— Ну и свинья ты, Фриц, — упрекнул товарища часовой. — Ты же знаешь, что я не могу покинуть свой пост.
— А мне какая разница? — философски ответил Фриц, продолжая с удовольствием втягивать обжигающий напиток.
— Ну, пойди и разбуди Фердинанда. Пусть он сменит меня, пока я попью кофе.
— По уставу, часового отдыхающей смены можно будить только в случае тревоги, или по приказу командира, — хладнокровно заметил Фриц. — Тревоги у нас, слава богу, нет, а фельдфебель укатил в город до утра.
— Своим упрямством, Фриц, ты толкаешь меня на нарушение Устава. Но я должен выпить приготовленный тобой кофе, так как карточный долг, это долг чести.
И с этими словами грузный Ганс по приставной лестнице стал спускаться со своего поста на землю.

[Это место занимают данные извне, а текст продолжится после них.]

PR #8244, opened 2024-10-05
feat: Add copy button on code view

tanmaythole:
#### Summary

Added a copy button at header of code view screen

#### Ticket Link

Fixes https://github.com/mattermost/mattermost/issues/26912

#### Checklist

- [x] Has UI changes

#### Device Information
This PR was tested on:  Android Emulator Pixel 8a

#### Release Note

```release-note
Added a copy button in code view screen
```

### DIFF
--- a/app/constants/snack_bar.ts
+++ b/app/constants/snack_bar.ts
@@ -6,6 +6,7 @@ import keyMirror from '@utils/key_mirror';
 
 export const SNACK_BAR_TYPE = keyMirror({
     ADD_CHANNEL_MEMBERS: null,
+    CODE_COPIED: null,
     FAVORITE_CHANNEL: null,
     FOLLOW_THREAD: null,
     INFO_COPIED: null,
@@ -39,6 +40,12 @@ export const SNACK_BAR_CONFIG: Record<string, SnackBarConfig> = {
         id: t('snack.bar.channel.members.added'),
         defaultMessage: '{numMembers, number} {numMembers, plural, one {member} other {members}} added',
         iconName: 'check',
+        canUndo: false,
+    },
+    CODE_COPIED: {
+        id: t('snack.bar.code.copied'),
+        defaultMessage: 'Code copied to clipboard',
+        iconName: 'content-copy',
         canUndo: false,
     },
     FAVORITE_CHANNEL: {
--- a/app/screens/code/index.tsx
+++ b/app/screens/code/index.tsx
@@ -2,13 +2,19 @@
 // See LICENSE.txt for license information.
 
 import {useManagedConfig} from '@mattermost/react-native-emm';
-import React from 'react';
+import Clipboard from '@react-native-clipboard/clipboard';
+import React, {useCallback, useEffect} from 'react';
 import {StyleSheet, type TextStyle} from 'react-native';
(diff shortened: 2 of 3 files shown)


app/screens/code/index.tsx
```diff
@@ -19,16 +25,41 @@ type Props = {
...
+    useEffect(() => {
+        setButtons(componentId, {
+            rightButtons: [
+                {
+                    id: COPY_CODE_BUTTON,
+                    icon: CompassIcon.getImageSourceSync('content-copy', 24, theme.centerChannelColor),
+                },
+            ],
+        });
+    }, [theme.centerChannelColor]);
```
rahimrahman, line 61:
```suggestion
    }, [theme.centerChannelColor, componentId]);
```

rahimrahman (commented):
One small change to the dependency array of your useEffect.

app/screens/code/index.tsx
tanmaythole: oops, my bad

app/screens/code/index.tsx
```diff
@@ -19,16 +25,41 @@ type Props = {
...
+    const copyToClipboard = useCallback(() => {
+        if (!code) {
+            return;
+        }
+
+        Clipboard.setString(code);
+        showSnackBar({barType: SNACK_BAR_TYPE.CODE_COPIED, sourceScreen: componentId});
+    }, [code, componentId]);
+
+    useNavButtonPressed(COPY_CODE_BUTTON, componentId, copyToClipboard, []);
```
larkox, line 50: This may be a oversight on the hook definition, or some optimization we did, but you need to pass everything needed to the dependency array. Since you are passing nothing, any change in the `copyToClipboard` function would not be reflected in the button. Probably this is "fine" right now, because the code is not supposed to change while this screen is open, but still, let's add it for future-proofing.

And just for good measure (even though it should be constant through the lifetime of the component) add also the componentId.

larkox (changes requested):
Thank you for the contribution! Just a minor change, and a request for comments :smile:

app/constants/snack_bar.ts
```diff
@@ -41,6 +42,12 @@ export const SNACK_BAR_CONFIG: Record<string, SnackBarConfig> = {
         iconName: 'check',
         canUndo: false,
     },
+    CODE_COPIED: {
+        id: t('snack.bar.code.copied'),
```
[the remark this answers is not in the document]
tanmaythole: If we want to migrate it completely, I think use of general defineMessages at the beginning of the file and using references is more readable.

As `defineMessage` returns the object containing `id` and `defaultMessage`, it follows SnackBarConfig type.

If we changed the SnackBarConfig as you mentioned, we need to apply this for whole file and also need to change
 `screens/snack_bar/index.tsx:272`

```
message={intl.formatMessage(
     config.message,
     messageValues,
)}
```

larkox (approved):
Thank you for the change and the comment!

rahimrahman (approved):

app/constants/snack_bar.ts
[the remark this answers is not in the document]
tanmaythole: sure @rahimrahman , I will do that

yasserfaraazkhan (approved):

PR #8260, opened 2024-10-14
[MM-60236] Remove ephemeral posts on refresh/during initial load

theoforger:
#### Ticket Link
Fixes https://github.com/mattermost/mattermost/issues/28408
Jira Ticket: https://mattermost.atlassian.net/browse/MM-60236

#### Checklist
- [ ] Has UI changes

#### Device Information
This PR was tested on:
- Device: Android Emulator
  Version: Android 15
- Device: Google Pixel 7
  Version: Android 14

#### Release Note
```release-note
Fixed an issue where ephemeral posts don't go away after a refresh or an app relaunch.
```


app/init/launch.ts
```diff
@@ -113,6 +116,8 @@ const launchApp = async (props: LaunchProps) => {
         serverUrl = await getActiveServerUrl();
     }
 
+    await cleanupEphemeralPosts();
```
rahimrahman, line 119: I wonder if we should even await.  Could we just fire and forget?

theoforger: Right. It makes more sense not to let this slow down the app launch 👍

app/queries/servers/post.ts
```diff
@@ -190,6 +190,14 @@ export const queryPostsById = (database: Database, postIds: string[], sort?: Q.S
     return database.get<PostModel>(POST).query(...clauses);
 };
 
+export const queryPostsByType = (database: Database, type: string, sort?: Q.SortOrder) => {
+    const clauses: Q.Clause[] = [Q.where('type', type)];
```
rahimrahman, line 194: If we want to search by `type` in the `Post` table, we should probably index the column?  And this could probably require migration as well?  Thoughts @larkox @enahum?

enahum: it would be best to index it yes.. specially true if there are way too many posts stored in the database, although there is a clean up already happening set for every two weeks or so.

Any work that needs to be done at the DB level and it's migration should be on a separate PR and then once merged, we can update this PR base branch.

rahimrahman: Ah interesting.

If you have a chance, can you tell me where is the clean up code?

enahum: I think is the function in https://github.com/mattermost/mattermost-mobile/blob/main/app/actions/local/systems.ts#L221

app/init/launch.ts
```diff
@@ -252,3 +257,17 @@ export const getLaunchPropsFromNotification = async (notification: NotificationW
...
+    const servers = await getAllServers();
+
+    for (const server of servers) {
+        const database = DatabaseManager.serverDatabases[server.url]?.database;
+        if (!database) {
+            continue;
+        }
+
+        const postsPromise = queryPostsByType(database, 'system_ephemeral').fetch();
+        postsPromise.then((posts) => posts.forEach((post) => removePost(server.url, post)));
```
larkox, line 271: This probably removes the posts one by one. Can we batch them for each server?

larkox, line 271: Any strong reason to use the `.then` approach instead of using the `await` approach? The function is already asynchronous, and it would keep the code cleaner.

app/queries/servers/post.ts
```diff
@@ -190,6 +190,14 @@ export const queryPostsById = (database: Database, postIds: string[], sort?: Q.S
...
+    if (sort) {
+        clauses.push(Q.sortBy('create_at', sort));
+    }
```
larkox, line 197: We don't have any need for sorting at the moment, so let's remove it. If we need it in the future, we can add it then.

app/components/post_list/post_list.tsx
```diff
@@ -172,6 +173,10 @@ const PostList = ({
             }
             await fetchPostThread(serverUrl, rootId, options);
         }
+        const removalPromises = posts.
+            filter((post) => post.type === 'system_ephemeral').
+            map((post) => removePost(serverUrl, post));
```
larkox, line 178: As my other comment, this removes the posts one by one. I think we could use `deletePosts`. @enahum What do you think? The function directly executes sql on the database, but seems like it should work here.

larkox (changes requested):
Some minor changes, apart of the possibility of adding the index to the database.

app/init/launch.ts
theoforger: Since we're not awaiting this function, I thought to remove `await Promise.all(...)` inside the function as well, thus changing `servers.map()` to a `for of` loop. But the linter panicked saying that `await` was not allowed inside a for loop.

Maybe I can use `servers.forEach()` instead and keep the `await` approach, or should I just keep the [old design](https://github.com/mattermost/mattermost-mobile/blob/a158d99d2c95e9616bd24d1d2d3c6b98b6154bea/app/init/launch.ts#L261-L275) and not bother removing `await Promise.all(...)`?

app/components/post_list/post_list.tsx
theoforger: Appreciate the suggestion 🙏

I tried the following code:
```typescript
const ephemeralPostIDs = posts.
    filter((post) => post.type === 'system_ephemeral').
    map((post) => post.id);
await deletePosts(serverUrl, ephemeralPostIDs);
```
For some reason the messages disappear only after I back out and re-enter the channel

larkox: It kind of makes sense :( Since it is affecting directly the database, probably is bypassing all the RXJS logic, so... no reactivity.

Since we don't expect to have a troublesome amount of ephemeral posts at any moment, let's leave it as deleting the post one by one. We can revisit this if we ever find it becoming a performance issue.

app/init/launch.ts
larkox: The reason for the lint rule is that in most cases, you don't want to wait for one iteration of the loop in order to do the next. You want to run them all, and let the OS handle the potential concurrency. But I would say that in this case, specially after what we discussed about wanting to delete the posts one by one, it may be safer to do it with as little concurrency as possible (also taking in consideration they are a limited number of posts).

So... I would say keep the for, and just add a disable for that rule on that line.

What do you think?

theoforger:
I've just made the requested changes. Also realized that there's a constant `PostTypes.EPHEMERAL` I could use instead of the string `'system_ephemeral'`. I changed that as well.

Let me know if there's anything else!

In the meantime I'll be working on [indexing the type column](https://github.com/mattermost/mattermost-mobile/pull/8260#discussion_r1800241287) 👍

larkox (approved):
Looks good to me. Thank you for the contribution!

app/components/post_list/post_list.tsx
rahimrahman: I apologize, but it finally dawned on me that we are deleting **ALL** ephemeral posts on the current server.  Shouldn't we limit it to this channel or thread?

This was the suggestions [here](https://github.com/mattermost/mattermost/issues/28408):

* When we do the pull up and refresh channel, remove only the ephemeral messages on that channel.
* When we do the pull up and refresh on a thread, remove only the ephemeral messages on that thread.

I think we should add channel_id or original_post_id to limit by channel and limit by thread?

theoforger: Makes sense. I'll take a look 👍

theoforger:
@rahimrahman I just pushed some changes (requested [here](https://github.com/mattermost/mattermost-mobile/pull/8260#discussion_r1819240904)). Let me know if it's working as intended now 🙏

app/components/post_list/post_list.tsx
rahimrahman: I apologized, I made an error in my request.  The posts passed into the component should already be content for the channel or thread.  And filtering it by channelId or rootId is redundant and not necessary.

I have reverted your changes, and went back to the last commit. Sorry about that @theoforger.  I am learning as well.

rahimrahman (approved):

yasserfaraazkhan (approved):
Thank you @theoforger, Rahim
verified on android and iOS, refreshing and relaunching the app removed the ephemeral messages

theoforger:
@yasserfaraazkhan Thanks for the approval! 🙏

@rahimrahman Just in case you missed my message from the community server: I noticed the recent [force push](https://github.com/mattermost/mattermost-mobile/compare/cc4b5ca2f0cf6ffa3d9f090dbd3749d2e4d219c6..bb17053ebc79c6b0c5ddcfe67c7cc85505c5c440) reversed my changes from the previous commit. Was that supposed to happen?

PR #8261, opened 2024-10-15
Add support for Auth Scheme customization on build time

enahum:
#### Summary
The authentication schemes were hardcoded to use `mmauthbeta` for our Beta app and `mmauth` for our release app. While the server allows this schemes to be changed in order to be used with custom mobile builds, the mobile app did not have a way to easily customize them, having to make some changes in the code before compiling.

Их всего трое, — быстро соображал я. — Один из них спит в домике, другой пьет кофе и смотрит в сторону от меня. А Ганс сейчас спустится с лестницы и зайдет за угол караулки. Ему придется обойти две стены, прежде чем он подойдет к оставленной ему кружке с кофе и снова попадет в поле зрения. Значит, секунд 10 в мою сторону никто смотреть не будет. Если конечно, Фриц не вздумает оглядеться, или внезапно не проснется какой-то Фердинанд.
И я рванул с места так, что дерн из-под подошв разлетелся клочьями. Не знаю, какие на земле в эту эпоху были рекорды по забегам на сто метров, я их точно все побил.
Бежать бесшумно не получилось. Привлеченный топотом моих ног и свистом ветра в складках моего маскировочного халата, Фриц повернул голову. Он дал мне еще секунду, а затем его рот стал открываться для крика.
До него оставалось еще метров двадцать, когда я начал стрелять, лишь чуть замедлив бег. Пистолет с глушителем глухо хлопнул дважды, словно ударили кулаком по подушке.
Я торопился, и поэтому первая пуля попала не в лоб, как я намеривался, а прямо в раскрытый рот Фрица. Вторая раскроила ему череп. Попав точно под козырек стального шлема.
Еще один глухой хлопок.
На сей раз все получилось как надо. Вышедший из-за угла домика Ганс дернул головой и свалился с аккуратной дыркой во лбу. Падая, он задел, стоявшую на крыльце пустую железную емкость, и та с грохотом упала на асфальт.
— Да вы дадите, наконец, поспать! — Раздался из открытых дверей караульного помещения раздраженный голос. — У меня дежурство, через час…
В дверях показался взлохмаченный молодой человек в такой же форме, как и у покойных Фрица с Гансом, но без сапог.
Реакция у Фердинанда, надо признать, была отменная. И я едва не опоздал, когда он, мгновенно оценив обстановку, бросился внутрь помещения.
Я выстрелил трижды прямо в темноту дверного проема, по смутной метнувшейся тени.